SELLER SAYS: “It’s time to sell. I’ve got an established location and great clientele. I want to move on with my life.”

BUYER SAYS: “I want to buy a business. Can you find me a turnkey situation in great location with limited local competition and a motivated seller?

SELLER SAYS: “Here are my financial statements, leases and contracts. I’ve been waiting for an update of my financials since June from my CPA”.

BUYER SAYS: “I’ve never been in the industry, but because of my vast corporate experience, I know that by bringing my marketing and accounting experience, I can increase the sales, profitability and value of any business I buy.”

SELLER SAYS: “My financials need to be tweaked to show a net profit. I put a lot of personal expenses through the business and not all of the sales are showing on the financials (wink-wink). I want the asking price of the business to be based on what I claim the collections and business expenses to be, not what is shown on the financial statements and tax returns.”

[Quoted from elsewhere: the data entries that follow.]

PR #37, opened 2020-08-01
link videos from video list display to index.html so it can be analyzed

nif33:
clicking a trending video will now take you to index.html where that video can be analyzed
also added an iframe video player in the homepage

### DIFF
--- a/src/main/webapp/scripts/analyze.js
+++ b/src/main/webapp/scripts/analyze.js
@@ -1,5 +1,11 @@
+let player;
+function onYouTubeIframeAPIReady() {
+  player = new YT.Player('player', {});
+}
+
 async function analyzeVideo() {
   const videoId = getVideoId();
+  player.loadVideoById(videoId, 0, "large");
   displayLoading('sentiment-container');
   return fetch(`/sentiment?video-id=${videoId}`)
   .then(response => {
--- a/src/main/webapp/scripts/analyze.js
+++ b/src/main/webapp/scripts/analyze.js
@@ -1,11 +1,6 @@
-let player;
-function onYouTubeIframeAPIReady() {
-  player = new YT.Player('player', {});
-}
-
 async function analyzeVideo() {
   const videoId = getVideoId();
-  player.loadVideoById(videoId, 0, "large");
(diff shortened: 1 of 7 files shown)


src/main/webapp/scripts/script.js
```diff
@@ -121,3 +123,16 @@ function displayLoading(containerId) {
...
 }
+
+/* Checks URL params for if there is a video that needs to be searched */
+function searchVideoFromParams() {
+  queryString = window.location.search;
+  if(queryString) {
+    document.getElementById('video-url').value = 'https://www.youtube.com/watch' + window.location.search;
+    analyzeVideo();
+  }
+}
```
nif33, line 134: is this the best way to do this? No.
is it the easiest way to do it with the code we currently have and within the last week we have? Yeah :/

src/main/webapp/scripts/tests/view-test.js
```diff
@@ -7,3 +7,7 @@ QUnit.test('createMenu', function(assert) {
   createMenu();
   assert.dom('.nav-item').exists({ count: 3});
 });
+
+QUnit.test('iFrame created', function(assert) {
+  assert.dom('iframe').exists({ count: 1 });
+});
```
nif33, line 13: Should I be testing that the iframe is added? honestly not sure what to test here, because the iframe api adds it, and I could mock the API, but then there is no code to test...hmm

src/main/webapp/scripts/analyze.js
```diff
@@ -1,5 +1,6 @@
 async function analyzeVideo() {
   const videoId = getVideoId();
+  player.loadVideoById(videoId);
```
chenzizhao, line 3: Could you add a comment about 'player' and where it comes from?

src/main/webapp/scripts/script.js
juanalonsocruz: thanks for clarifying :)

src/main/webapp/scripts/tests/view-test.js
juanalonsocruz: good enough for me lol.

BUYER SAYS: “How did you come up with the value? I’d like a business that has growing income, and is profitable. I don’t want to pay anything for the business value, only asset value. “

BROKER SAYS: “Most medical practices are valued at 2x Adjusted Net Income and 65% of Gross Revenue. Most spa businesses are valued at 4x Adjusted Net Income and 45% of Gross Revenue.

SELLER SAYS: “A buyer can make a lot more money that I did if they raise prices, change the therapist’s compensation program, bring in a med-spa partner and negotiate a new lease.”

BROKER SAYS (TO SELLER): “You are selling what you have today; revenue, cash flow, assets and liabilities. You are not selling blue sky or business based on changes the buyer could make. Be aware of the importance of the Curb Appeal of your business. The financial, operational and physical presentation of the business should look the way you would want it to see it if you were going to buy it yourself”.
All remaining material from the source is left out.